[INPUT]
+--
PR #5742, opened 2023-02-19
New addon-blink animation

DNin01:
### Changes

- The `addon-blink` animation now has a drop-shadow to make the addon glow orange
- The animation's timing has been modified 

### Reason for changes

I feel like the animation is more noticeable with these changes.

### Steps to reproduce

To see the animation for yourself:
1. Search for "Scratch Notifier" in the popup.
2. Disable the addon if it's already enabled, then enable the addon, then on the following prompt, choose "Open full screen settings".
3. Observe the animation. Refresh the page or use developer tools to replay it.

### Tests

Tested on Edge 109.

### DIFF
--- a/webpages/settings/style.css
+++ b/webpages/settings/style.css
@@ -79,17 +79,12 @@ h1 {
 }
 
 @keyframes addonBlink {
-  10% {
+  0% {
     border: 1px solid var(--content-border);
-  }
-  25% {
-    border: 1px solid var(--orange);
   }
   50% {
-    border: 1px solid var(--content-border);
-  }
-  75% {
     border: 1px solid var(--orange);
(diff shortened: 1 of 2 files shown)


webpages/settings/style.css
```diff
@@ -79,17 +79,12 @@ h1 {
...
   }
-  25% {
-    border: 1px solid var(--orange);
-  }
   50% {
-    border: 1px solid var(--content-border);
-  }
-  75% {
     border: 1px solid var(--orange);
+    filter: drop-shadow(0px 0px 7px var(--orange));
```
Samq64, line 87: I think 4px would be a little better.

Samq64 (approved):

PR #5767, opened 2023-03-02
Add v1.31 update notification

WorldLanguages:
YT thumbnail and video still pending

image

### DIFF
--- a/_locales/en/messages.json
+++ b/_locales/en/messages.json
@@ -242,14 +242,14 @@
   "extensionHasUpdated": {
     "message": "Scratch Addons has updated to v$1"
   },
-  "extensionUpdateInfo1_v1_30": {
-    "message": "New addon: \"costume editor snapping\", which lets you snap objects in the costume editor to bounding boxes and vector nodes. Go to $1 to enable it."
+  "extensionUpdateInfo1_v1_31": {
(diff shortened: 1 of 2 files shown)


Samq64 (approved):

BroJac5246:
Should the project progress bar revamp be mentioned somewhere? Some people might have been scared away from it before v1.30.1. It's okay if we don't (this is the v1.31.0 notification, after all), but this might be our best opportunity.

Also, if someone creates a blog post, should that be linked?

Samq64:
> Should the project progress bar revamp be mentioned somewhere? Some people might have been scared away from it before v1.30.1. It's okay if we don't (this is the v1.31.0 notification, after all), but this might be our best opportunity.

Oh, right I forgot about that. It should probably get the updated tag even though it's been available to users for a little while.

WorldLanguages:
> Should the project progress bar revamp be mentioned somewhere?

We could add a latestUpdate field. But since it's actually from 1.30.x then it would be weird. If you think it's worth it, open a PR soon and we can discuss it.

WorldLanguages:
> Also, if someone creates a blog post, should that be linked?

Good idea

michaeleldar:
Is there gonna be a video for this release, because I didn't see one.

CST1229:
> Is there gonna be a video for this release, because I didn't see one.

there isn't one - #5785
+--
[INSTRUCTIONS FOR THE TASK] Copy every line of the records above that contains "post".

[EXERCISE SOLUTION]
Also, if someone creates a blog post, should that be linked?
> Also, if someone creates a blog post, should that be linked?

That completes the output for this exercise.